The Sonic Healthcare Ltd (ASX: SHL) share price has jumped 13% after reporting a very healthy profit in HY23.
Sonic is a global leader in pathology. It does various tests for doctors and patients, including COVID tests.
HY23 result
Here are some of the highlights from the FY23 half-year result:
- Base business (excluding COVID testing) revenue, up 9% year over year to $3.7 billion
- COVID revenue of $379 million
- Total revenue down 14% to $4.08 billion, but up 22% compared to HY20 (pre-pandemic)
- EBITDA (EBITDA explained) of $920 million, down 40% year over year, but up 33% on HY20
- Net profit after tax (NPAT) of $382 million, down 54%, but up 50% on HY20
- Operating cashflow of $785 million, down 25%, but up 47% on HY20
- Interim dividend up 5% to $0.42 per share
Sonic Healthcare revealed that its base business organic revenue growth is “gaining momentum”, with January 2023 revenue up 10% compared to January 2020.

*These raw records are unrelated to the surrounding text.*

PR #356, opened 2025-05-09
fix #355: remove unnecessary calls to toString()

### LINKED ISSUE #355: lots of unnecessary calls to toString()
The code contains lots of unnecessary calls to toString(). This is not just cosmetic: when a logging call is made, the arguments will be evaluated regardless whether logging at the current level is enabled or not, which causes unnecessary overhead, both for the cpu and the garbage collector.

Patch incoming.

xzel23:


svanteschubert (approved):
Thanks for the patch!

PR #357, opened 2025-05-10
cleanup logging

xzel23:
the next PR for #353 

- loggers should be declared private static final
- loggers should not be initialized with a foreign class


svanteschubert (approved):
Thank you very much for taking the time to fix this! I do love consistency! :-)

PR #385, opened 2025-05-21
Fix/suspicious assignments

xzel23:
@svanteschubert here are too small changes I found by running some analytics on the code. The first looks like a bug to me, can you verify that? I don't have a test case for this, but when you look at the surrounding code, it is quite obvious. Unit tests pass with and without this change, so it seems the case just isn't covered.

The second one also is obvious: the assignment has no effect and the current code is just confusing.


svanteschubert (approved):
Thanks for the patch, obviously a copy/paste issue of sorting out the alignment:

image
see https://docs.oasis-open.org/office/OpenDocument/v1.3/os/part3-schema/OpenDocument-v1.3-os-part3-schema.html#property-text_anchor-type

PR #391, opened 2025-05-24
fix PROP_XXX constants, apply some refactorings

xzel23:
- fix invalid bitwise operations: 1 << (32+i) is the same as 1<< i, the shifted value needs to be long for this to work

The underlying drivers of growth for the business are being enhanced by post-pandemic catch-up testing. But, Sonic is also expecting ongoing COVID testing. January 2023 COVID revenue was A$32 million. I think this is helpful for the Sonic Healthcare share price.
Sonic also said that it has a major focus on costs, with base business margins remaining in line with pre-pandemic levels, including the labour cost. It’s focusing on automation and efficiency gains to help. Procurement savings for consumables are also expected to help.
Growth plans
The business is “currently progressing several acquisition and contract opportunities.”
Growth is expected in genetic testing, including prenatal tests, as well as exclusive or limited provider tests. It mentioned its 19.99% stake investment of Microba Pty Ltd (ASX: MAP), a microbiome testing provider. This is a rapidly-growing field of “personalised, precision healthcare”.
Genetic sequencing helps analyse microorganisms within the body that contribute to disease or promote wellness. Demand for testing for clinicians and consumers is expected to grow.
Sonic also has a 20% stake in Harrison.ai, which is developing ‘best-in-class’ AI diagnostic tools. The AI tools are aimed to help with efficiency and quality across its global operations.
The business also sees growth potential with hospitals and other healthcare providers outsourcing, or perhaps a joint venture laboratory service.
Final thoughts on the Sonic Healthcare share price
I’m not surprised to see that the market likes this result.
COVID-19 testing revenue continues to flow into the business, at a relatively high margin.
Profit has risen considerably compared to pre-COVID times and I think it’s a good sign that base revenue growth is accelerating.
With a growing dividend and plans for growth in various ways, I think the Sonic share price is still attractive for the long-term.